Teslyn Barkman, a member of the Falklands Legislative Assembly told Euronews that “their request is incredibly simple.”
She said: “We just want to continue to be able to trade in a way that benefits us and benefits the EU.
“So, from the EU our calamari is enjoyed in Italy, in France, and everywhere someone can go and enjoy some gorgeous top-quality squid and we want to keep these opportunities flowing.”
Industry chiefs have stated the value of squid caught in the waters surrounding the islands is worth £180million as of 2019.
Under the Brexit deal, the UK and EU agreed the terms would not apply to any overseas territory.
In his Christmas message to Falkland Islanders, Mr Johnson said: “Our commitment to the wellbeing of the islands and their people may have ruffled feathers in some quarters.
“But it serves as a reminder that even though you may be many thousands of miles away you are very much a part of the British family of nations that you will remain and that this government will be there for you come what may.
“That includes helping you manage the change that’s coming when the post-Brexit transition period ends later this month.
“The EU was absolutely intransigent when it came to excluding most of our overseas territories from this year’s trade negotiations.

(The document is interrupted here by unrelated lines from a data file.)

PR #2276, opened 2023-01-03
[i18nIgnore] Remove Vue TypeScript troubleshooting section

bluwy:

- New or updated content

#### Description

Reflects the upcoming breaking change in https://github.com/withastro/astro/pull/5724. The troubleshooting section isn't an issue anymore as it has been fixed by Volar.

I also removed it for the translated docs.

### DIFF
--- a/src/pages/en/guides/typescript.mdx
+++ b/src/pages/en/guides/typescript.mdx
@@ -190,11 +190,3 @@ For the default setting of `jsxImportSource: react`, you would use:
 // For Solid
 /** @jsxImportSource solid-js */
 ```
-
-### Vue components are mistakenly typed by the `@types/react` package when installed
-
-The types definitions from the `@types/react` package are declared globally and therefore will be mistakenly used to typecheck `.vue` files when using [Volar](https://github.com/johnsoncodehk/volar).
-
-**Status**: Expected behavior.
-
-**Solution**: There's currently no reliable way to fix this, however a few solutions and more discussion can be found in [this GitHub discussion](https://github.com/johnsoncodehk/volar/discussions/592).
--- a/src/pages/es/guides/typescript.mdx
+++ b/src/pages/es/guides/typescript.mdx
@@ -189,11 +189,3 @@ Para la configuración por defecto `jsxImportSource: react`, deberías hacer lo 
 // Para Solid
 /** @jsxImportSource solid-js */
 ```
-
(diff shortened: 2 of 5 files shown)


delucis (changes requested):
Thanks @bluwy! Going to “request changes” just to make some red UI scare us away from merging accidentally before v2 is released. No actual changes needed.

Will also add an `en-only` keyword to the PR name — this means our i18n tracker (https://github.com/withastro/docs/issues/438) will ignore this commit and leave the translations in their current “needs updating” state instead of marking them as up-to-date.

sarah11918:
@delucis I think this can be merged now? Upstream PR is merged and released.

delucis:
Hmm. Interesting question. At the moment _most_ users will still be on a 1.x version, so I wonder in this case if it makes sense to only remove once we actually release 2.0 to stable not just beta.

General principle I’m thinking:
- For new _features_ available in v2 beta: merge early and flag they require v2
- For general housekeeping like this where our advice is currently valid, I’d lean towards merging _late_ once v2 proper is out.


What do you think?

sarah11918:
Makes sense! And, if a problem simply isn't going to come up in v2, then there's less danger having "advice for when this happens" there, because no one will read it!  ;)

We *could* update (rather than remove the thing entirely) with a note saying that upgrading to v2 (even beta) is a solution, as this problem is fixed in v2?

bluwy:
I think the only thing tying this change is that Astro 1.0 would have a hardcoded link to this section of the docs. In Astro 2.0, the link is removed so the docs can be removed as well. The fix for the section is to upgrade Volar (VSCode extension), and given most extension auto-updates, it could also be safe to remove this section early if needed 🤔

delucis:
So currently if a user runs into this, they would be shown a link to this section of the docs? That would make me lean towards remove later rather than earlier.

Unless you’re saying that most people will _already_ have upgraded Volar so this error is probably already rare?

bluwy:
Ah I miss this notification. Yeah they would be shown the old link, but only if they try to integrate Vue and and a JSX framework. Plus yes that Volar should already be upgraded to latest for most users so they shouldn't have an issue with it today. So I think this is a pretty rare case.

delucis:
Cool, sounds reasonably safe then to merge when you want.

sarah11918 (approved):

The exclusion of the Falklands Islands was welcomed by Argentinian authorities, with the decision coming on the back of a diplomatic tour of Europe by the country’s President Alberto Fernández during which he met French President Emmanuel Macron and Germany’s Angela Merkel.
Argentine diplomats are reportedly pushing for talks to resume over the almost two centuries-long dispute of the islands Buenos Aires claims as Las Malvinas and a part of Argentina.
“We aim at having the support of all countries,” Daniel Fernando Filmus, Argentinian state secretary for the Malvinas told Euronews.
“Argentina is not asking everyone to agree though, but rather that the United Kingdom sits down to discuss this matter, in the same way it did with Spain over Gibraltar. It’s not possible that for the last 188 years a part of Argentina has been usurped by a colonial power.”